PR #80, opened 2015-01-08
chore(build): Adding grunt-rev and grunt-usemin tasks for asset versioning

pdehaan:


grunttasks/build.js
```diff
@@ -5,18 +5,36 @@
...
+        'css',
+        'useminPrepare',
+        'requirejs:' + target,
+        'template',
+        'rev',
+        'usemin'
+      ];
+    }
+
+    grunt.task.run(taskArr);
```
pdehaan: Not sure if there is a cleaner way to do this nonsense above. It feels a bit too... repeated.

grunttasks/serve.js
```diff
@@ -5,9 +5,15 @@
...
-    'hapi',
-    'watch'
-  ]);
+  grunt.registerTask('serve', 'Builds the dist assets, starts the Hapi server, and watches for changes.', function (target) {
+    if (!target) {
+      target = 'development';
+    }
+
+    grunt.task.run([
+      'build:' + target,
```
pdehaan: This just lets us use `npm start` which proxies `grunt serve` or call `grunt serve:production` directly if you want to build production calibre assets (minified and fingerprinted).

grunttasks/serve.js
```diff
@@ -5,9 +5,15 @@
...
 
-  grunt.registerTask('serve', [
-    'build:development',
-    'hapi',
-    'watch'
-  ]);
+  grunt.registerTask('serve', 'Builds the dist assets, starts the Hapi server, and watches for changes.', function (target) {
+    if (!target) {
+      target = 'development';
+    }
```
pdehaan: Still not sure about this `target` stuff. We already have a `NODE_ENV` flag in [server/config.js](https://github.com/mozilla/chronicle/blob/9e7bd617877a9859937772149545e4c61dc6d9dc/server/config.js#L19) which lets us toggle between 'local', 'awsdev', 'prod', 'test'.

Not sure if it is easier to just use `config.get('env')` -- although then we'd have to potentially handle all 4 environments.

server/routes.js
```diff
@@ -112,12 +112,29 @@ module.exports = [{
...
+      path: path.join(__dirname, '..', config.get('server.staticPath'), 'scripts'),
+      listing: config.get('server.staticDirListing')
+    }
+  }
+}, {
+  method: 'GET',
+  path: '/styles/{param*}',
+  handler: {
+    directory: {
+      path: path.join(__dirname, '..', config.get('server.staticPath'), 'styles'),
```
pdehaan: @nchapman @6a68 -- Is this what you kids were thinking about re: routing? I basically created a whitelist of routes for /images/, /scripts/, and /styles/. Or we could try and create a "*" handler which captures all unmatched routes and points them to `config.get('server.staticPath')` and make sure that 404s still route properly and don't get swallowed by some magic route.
•••
» THE TASK: Every entry is to be transcribed exactly as it stands.

» TASK RESULT:
PR #80, opened 2015-01-08
chore(build): Adding grunt-rev and grunt-usemin tasks for asset versioning

pdehaan:


grunttasks/build.js
```diff
@@ -5,18 +5,36 @@
...
+        'css',
+        'useminPrepare',
+        'requirejs:' + target,
+        'template',
+        'rev',
+        'usemin'
+      ];
+    }
+
+    grunt.task.run(taskArr);
```
pdehaan: Not sure if there is a cleaner way to do this nonsense above. It feels a bit too... repeated.

grunttasks/serve.js
```diff
@@ -5,9 +5,15 @@
...
-    'hapi',
-    'watch'
-  ]);
+  grunt.registerTask('serve', 'Builds the dist assets, starts the Hapi server, and watches for changes.', function (target) {
+    if (!target) {
+      target = 'development';
+    }
+
+    grunt.task.run([
+      'build:' + target,
```
pdehaan: This just lets us use `npm start` which proxies `grunt serve` or call `grunt serve:production` directly if you want to build production calibre assets (minified and fingerprinted).

grunttasks/serve.js
```diff
@@ -5,9 +5,15 @@
...
 
-  grunt.registerTask('serve', [
-    'build:development',
-    'hapi',
-    'watch'
-  ]);
+  grunt.registerTask('serve', 'Builds the dist assets, starts the Hapi server, and watches for changes.', function (target) {
+    if (!target) {
+      target = 'development';
+    }
```
pdehaan: Still not sure about this `target` stuff. We already have a `NODE_ENV` flag in [server/config.js](https://github.com/mozilla/chronicle/blob/9e7bd617877a9859937772149545e4c61dc6d9dc/server/config.js#L19) which lets us toggle between 'local', 'awsdev', 'prod', 'test'.

Not sure if it is easier to just use `config.get('env')` -- although then we'd have to potentially handle all 4 environments.

server/routes.js
```diff
@@ -112,12 +112,29 @@ module.exports = [{
...
+      path: path.join(__dirname, '..', config.get('server.staticPath'), 'scripts'),
+      listing: config.get('server.staticDirListing')
+    }
+  }
+}, {
+  method: 'GET',
+  path: '/styles/{param*}',
+  handler: {
+    directory: {
+      path: path.join(__dirname, '..', config.get('server.staticPath'), 'styles'),
```
pdehaan: @nchapman @6a68 -- Is this what you kids were thinking about re: routing? I basically created a whitelist of routes for /images/, /scripts/, and /styles/. Or we could try and create a "*" handler which captures all unmatched routes and points them to `config.get('server.staticPath')` and make sure that 404s still route properly and don't get swallowed by some magic route.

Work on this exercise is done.